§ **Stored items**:
########################################

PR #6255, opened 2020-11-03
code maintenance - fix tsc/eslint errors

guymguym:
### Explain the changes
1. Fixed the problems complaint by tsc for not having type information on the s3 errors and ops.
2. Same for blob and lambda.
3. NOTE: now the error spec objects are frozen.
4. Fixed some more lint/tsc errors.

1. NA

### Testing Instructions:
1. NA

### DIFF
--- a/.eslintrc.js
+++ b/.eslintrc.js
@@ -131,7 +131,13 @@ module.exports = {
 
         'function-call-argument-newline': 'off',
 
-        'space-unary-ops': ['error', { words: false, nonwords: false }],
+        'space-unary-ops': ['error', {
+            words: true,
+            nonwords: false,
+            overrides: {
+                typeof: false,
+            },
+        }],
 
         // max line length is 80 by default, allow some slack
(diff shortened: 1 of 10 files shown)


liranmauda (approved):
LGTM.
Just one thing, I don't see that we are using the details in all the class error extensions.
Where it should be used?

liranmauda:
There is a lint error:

########################################

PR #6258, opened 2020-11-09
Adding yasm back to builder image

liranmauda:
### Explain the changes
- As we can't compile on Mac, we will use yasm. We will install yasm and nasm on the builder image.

########################################

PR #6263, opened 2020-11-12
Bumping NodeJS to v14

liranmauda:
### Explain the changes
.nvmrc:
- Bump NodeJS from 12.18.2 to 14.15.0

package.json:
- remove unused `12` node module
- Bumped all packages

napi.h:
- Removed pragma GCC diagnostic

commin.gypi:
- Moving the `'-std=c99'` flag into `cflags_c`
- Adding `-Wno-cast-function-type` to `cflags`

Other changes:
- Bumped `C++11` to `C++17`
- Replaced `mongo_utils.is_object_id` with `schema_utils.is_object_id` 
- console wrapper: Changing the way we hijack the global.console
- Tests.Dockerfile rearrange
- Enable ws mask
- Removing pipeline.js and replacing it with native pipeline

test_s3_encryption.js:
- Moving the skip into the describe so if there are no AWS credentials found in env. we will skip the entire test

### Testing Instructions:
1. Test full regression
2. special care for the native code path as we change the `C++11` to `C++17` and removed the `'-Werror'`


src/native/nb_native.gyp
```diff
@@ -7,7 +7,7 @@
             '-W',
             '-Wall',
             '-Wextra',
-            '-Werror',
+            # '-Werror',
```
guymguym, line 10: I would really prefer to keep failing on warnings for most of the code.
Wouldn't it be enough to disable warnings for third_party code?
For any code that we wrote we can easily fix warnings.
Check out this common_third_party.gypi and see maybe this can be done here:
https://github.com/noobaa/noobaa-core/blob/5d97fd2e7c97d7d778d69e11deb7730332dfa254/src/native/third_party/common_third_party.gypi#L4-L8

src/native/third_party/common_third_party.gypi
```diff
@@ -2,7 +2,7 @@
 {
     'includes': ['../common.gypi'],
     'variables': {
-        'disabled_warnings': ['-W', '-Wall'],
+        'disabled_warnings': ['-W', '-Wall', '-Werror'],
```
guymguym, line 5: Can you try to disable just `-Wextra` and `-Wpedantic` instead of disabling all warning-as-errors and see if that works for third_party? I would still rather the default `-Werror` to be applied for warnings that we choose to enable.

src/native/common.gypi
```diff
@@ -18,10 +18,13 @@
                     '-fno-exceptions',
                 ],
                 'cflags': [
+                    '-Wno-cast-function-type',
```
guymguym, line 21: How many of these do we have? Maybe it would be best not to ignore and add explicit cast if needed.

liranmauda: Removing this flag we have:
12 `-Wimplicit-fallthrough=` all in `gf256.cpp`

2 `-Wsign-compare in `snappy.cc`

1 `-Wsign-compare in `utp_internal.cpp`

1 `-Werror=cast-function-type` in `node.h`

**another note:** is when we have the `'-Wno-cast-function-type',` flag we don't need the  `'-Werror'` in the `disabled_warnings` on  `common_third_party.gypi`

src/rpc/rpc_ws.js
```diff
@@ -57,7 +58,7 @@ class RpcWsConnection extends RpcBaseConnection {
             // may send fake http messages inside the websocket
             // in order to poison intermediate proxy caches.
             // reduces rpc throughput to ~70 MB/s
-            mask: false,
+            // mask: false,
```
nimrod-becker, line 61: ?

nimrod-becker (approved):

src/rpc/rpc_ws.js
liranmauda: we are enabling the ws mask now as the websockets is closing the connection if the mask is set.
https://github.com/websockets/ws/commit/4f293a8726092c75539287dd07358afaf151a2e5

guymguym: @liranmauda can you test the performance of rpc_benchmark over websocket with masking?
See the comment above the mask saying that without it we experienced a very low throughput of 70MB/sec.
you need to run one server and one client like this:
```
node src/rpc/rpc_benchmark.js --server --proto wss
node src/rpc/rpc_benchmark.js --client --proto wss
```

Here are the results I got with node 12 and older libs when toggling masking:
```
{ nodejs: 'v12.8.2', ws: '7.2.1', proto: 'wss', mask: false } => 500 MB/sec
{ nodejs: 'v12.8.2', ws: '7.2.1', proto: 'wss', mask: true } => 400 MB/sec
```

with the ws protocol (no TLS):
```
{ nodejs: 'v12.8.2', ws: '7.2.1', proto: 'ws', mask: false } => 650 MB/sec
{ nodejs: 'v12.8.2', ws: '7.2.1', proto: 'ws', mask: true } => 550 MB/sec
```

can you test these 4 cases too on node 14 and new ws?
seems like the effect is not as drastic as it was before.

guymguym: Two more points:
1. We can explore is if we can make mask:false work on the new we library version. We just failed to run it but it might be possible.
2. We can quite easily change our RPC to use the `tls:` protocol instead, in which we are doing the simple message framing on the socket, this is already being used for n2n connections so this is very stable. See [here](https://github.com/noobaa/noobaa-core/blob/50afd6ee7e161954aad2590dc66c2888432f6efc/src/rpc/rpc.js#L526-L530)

########################################

§ **What you are asked to do**:
The answer is every line in the data where the word "nonwords" appears.

§ **Task response**:
-        'space-unary-ops': ['error', { words: false, nonwords: false }],
+            nonwords: false,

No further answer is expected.